Contact hole shrink process using DSA is one of the most promising applications for semiconductor device manufacturing. It is expected to provide superior critical dimension uniformity (CDU) for contact holes in diameter. In this work, we investigate the feasibility of DSAL for semiconductor manufacturing in terms of DSAL process window. Through the correlation between hole prepattern CD and DSA hole pattern CD, the target prepattern CD was determined based on contact edge roughness (CER) and hole open yield. Some hole patterning processes have been proposed by DSAL such as chemoepitaxy using PMMA cylinders,3 pillars and spheres,4,5 template using PMMA cylinders,6,7,8 trench using PMMA cylinders,9 and resist prepattern using organic and Si blend polymer.10 In this paper, we demonstrated simple graphoepitaxy using hole-type prepatterns and cylinder-forming PS--PMMA block copolymer (BCP). The key points of our process are spin-on-carbon (SOC) prepattern and wet development. Prepattern material is required to have some special properties such as surface free energy control, solvent resistance to the solvent of BCP solution, thermal resistance on BCP anneal, etching resistance on pattern transfer, and so on. In previous works, guiding pattern materials such as silicon oxide8 and negative tone development resist11 have been reported. We selected SOC as a guiding material from a cost and etching resistance point of view. Inorganic materials need more pattern transfer processes than SOC to form guide patterns. SOC has etching resistance on pattern transfer compared to resist. With respect to wet development, chain scission of PMMA is induced by DUV irradiation and the PMMA domain becomes selectively soluble to organic solvent. Wet development provides greater etching margin compared to dry development, which utilizes the difference of RIE rate between PS and PMMA. This is the reason we selected SOC prepattern and wet development.

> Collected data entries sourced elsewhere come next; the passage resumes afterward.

PR #1801, opened 2024-08-23
support enabling time to live feature

prakhar-flow:


rtyley (commented):
Hi @prakhar-flow, thank you for your contribution! Unfortunately, I'm uncertain that the benefit/cost ratio is good enough to justify merging this change into Scanamo:

* **Benefit**: adds the capability to set TTL on a table through the Scanamo API, more concisely than through the AWS SDK (maybe 1-3 lines in Scanamo vs ~7 in the AWS SDK)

PS--PMMA diblock copolymer was supplied from Tokyo Ohka Kogyo Co., Ltd., Kawasaki, Japan. Commercially available ArF photoresist, spin-on-glass (SOG), and SOC were used.
A CLEAN TRACK™ ACT12™ (Tokyo Electron Ltd., Tokyo, Japan) was used for the SOC coating. A CLEAN TRACK™ LITHIUS™ (Tokyo Electron Ltd.) was used for the SOG and photoresist coating, baking, and development. An NSR-S308F (Nikon Corp., 0.92 NA, Saitama, Japan) ArF excimer laser scanner was used for exposures. BCP was coated and baked using a CLEAN TRACK ACT12™. DUV irradiation to the BCP films was performed by DUV () exposure unit.
SOC prepattern CD and DSA hole pattern CD were measured by CD-SEM (Hitachi CG4000). Cross-sectional images were taken by SEM (Hitachi S-5500).
Graphoepitaxial DSAL process flow using SOC prepatterns and wet development is illustrated in Fig. 1. Stacked mask process (S-MAP), which utilizes a trilayer resist process consisting of resist, SOG, and SOC, was employed to obtain hole-type prepatterns in SOC layer. First, a silicon oxide film was deposited on a 300-mm Si wafer and SOC was spin-coated on the substrate to form an underlayer with a thickness of 100 nm. The SOG film was coated over the SOC layer with a thickness of 45 nm. A 120-nm-thick layer of ArF photoresist was spin-coated on the SOG and baked. The resist hole patterns were formed by conventional 193 nm dry lithography [Fig. 1(a)]. The resist hole pattern CD was 90 nm in diameter and the pattern pitch was 280 nm. Then, the resist hole patterns were transferred to SOC layer by using RIE to form hole-type prepatterns in SOC layer [Fig. 1(b)]. In this process step, the hole-type prepattern CD was reduced to 70 nm in diameter. A 1.5 wt % solution of PS--PMMA diblock copolymer (80.5 to for PS and PMMA blocks, cylinder period , polydispersity ) dissolved in propylene glycol monomethyl ether acetate was spin-coated on the hole-type prepatterns and baked at 110°C for 60 s with a thickness of 100 nm. To induce microphase separation, thermal annealing was performed under the condition of 240°C for 60 s in atmosphere [Fig. 1(c)]. Finally, PMMA cylindrical domain at the center of the hole-type prepatterns was selectively removed by the wet development process [Fig. 1(d)]. DUV () was irradiated in atmosphere to degrade the PMMA polymer chain, and then development was performed by immersing in organic solvent for 30 s.
Results and Discussion
Process Window of DSAL
As described above, the wet development consists of two process steps: DUV irradiation and organic solvent treatment. DUV irradiation condition was optimized. DUV () was irradiated in atmosphere to prevent attenuation, and the PMMA polymer chain scission was achieved effectively. The effect of DUV exposure dose on PMMA cylindrical domain removal was evaluated. The exposure dose was changed from 180 to . Then the wafer was developed by organic solvent for 30 s. Figure 2 shows top-down and cross-sectional SEM images after wet development. The dose condition in this study was chosen as .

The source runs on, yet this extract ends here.